If this approach is taken, it will be necessary to either limit the permissible characters in the string literal to those that are allowed in a symbol name or to map unrepresentable characters (and any ill-formed code unit sequences introduced by numeric escapes) to an escape sequence. This is already done for non-type template parameters, but produces symbol names that are rather unpleasant to read. See Compiler Explorer. This can also contribute to very long symbol names. But then again, the battle for short symbol names seems to have been lost long ago anyway.

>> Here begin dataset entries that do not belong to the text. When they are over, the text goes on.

Issue #352, opened 2020-07-28
Search page


NoelDeMartin:
In v2 there was a separate search page at `/search` in order to have a url to run searches. For example: https://vuejs.org/v2/search/?q=v%2Dmodel

I implemented that in [this PR](https://github.com/vuejs/vuejs.org/pull/1488), so you can take a look there for the motivations and discussion.

Would it make sense to do the same here? Would it make more sense to implement this feature in VuePress instead?

NataliaTepluhina:
@NoelDeMartin it would be great to have the same page for new docs! Regarding 'where to implement' question: I believe it would be beneficial for VuePress as well but if you think it would be faster/easier to add it to docs website only - let's implement it here first.

You also reminded me that I need to apply for Algolia DocSearch token 😅

bencodezen:
@NoelDeMartin VuePress comes with a built-in search functionality, so I wonder if it makes sense to see if there's a way you can leverage it to build the search page. That said, if VuePress search functionality could use some improvement, then I think we could use your help on updating the VuePress library itself so a lot more people can benefit from your ideas!

NoelDeMartin:
Hi @bencodezen. I've been looking into the [@vuepress/plugin-search](https://vuepress.vuejs.org/plugin/official/plugin-search.html#install) plugin and I'll probably make a PR to add it there afterwards.

But the docs at the moment are build using VuePress `1.3`, and the latest version is `1.5`. So I think it's still a good idea to add it here first. I'm not sure if the maintainers would accept a PR upgrading the VuePress dependency, and I'd also have to wait until a version with the search page is released.

If I create a PR here first, it's more likely that it gets merged before the official release of Vue 3 :).

PR #363, opened 2020-07-31
Implement search page

NoelDeMartin:
Added search page as discussed in #352.

Given that the Algolia credentials are not available yet, I've used the ones from v2 for development. If you want to do the same, add the following to `src/.vuepress/config.js` under `themeConfig`:

```js
algolia: {
  appId: 'BH4D9OD16A',
  apiKey: '85cc3221c9f23bfbaa4e3913dd7625ea',
  indexName: 'vuejs',
  algoliaOptions: { facetFilters: ["version:2.6"] },
}
```

I've implemented this looking at the [current implementation in v2 docs](https://github.com/vuejs/vuejs.org/pull/1488).

There are some improvements that can be done given the new architecture, for example falling back to VuePress-powered search if Algolia is not configured or unavailable. However, as we've discussed in #352, that would be a nice addition to VuePress itself. So I think it's best to have this for now that is very similar to what we had in v2 and work on the improvements in VuePress.

### DIFF
--- a/package.json
+++ b/package.json
@@ -10,6 +10,7 @@
   },
   "dependencies": {
     "axios": "^0.19.1",
+    "intersection-observer": "^0.11.0",
     "showdown": "^1.9.1"
   }
 }
--- a/src/.vuepress/components/search/index.vue
+++ b/src/.vuepress/components/search/index.vue
@@ -1,0 +1,264 @@
+<template>
+  <main id="search-page">
+
+    <p v-if="!isAlgoliaConfigured">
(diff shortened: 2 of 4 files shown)


NataliaTepluhina:
@NoelDeMartin thank you for working on this! I see we have this error on build: `ReferenceError: location is not defined  at VueComponent.data (src/.vuepress/components/search/index.vue:57:0)`. Could you please look into it and fix it?

NoelDeMartin:
@NataliaTepluhina Thanks for the heads-up, I forgot about SSR 😅 It should be fixed now.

If this approach is taken, it will be necessary to either limit the permissible characters in the string literal …

Can you elaborate why? These “symbol names” will only appear in the debug info, not anywhere in the symbol table.

I’m no expert in this area, but do debug formats not provide any guarantees about the contents of symbol names?

I assume that symbol names are not really intended to be text, but since they are displayed to users, text semantics are relevant. String literals may contain ill-formed code unit sequences due to numeric escapes and may contain right-to-left characters or other non-printable characters that require special consideration.

DWARF strongly encourages all strings to be UTF-8 encoded, but other than that there are no restrictions. A debug info consumer already needs to be able to cope with any such strings, so this doesn’t make that aspect any worse than before.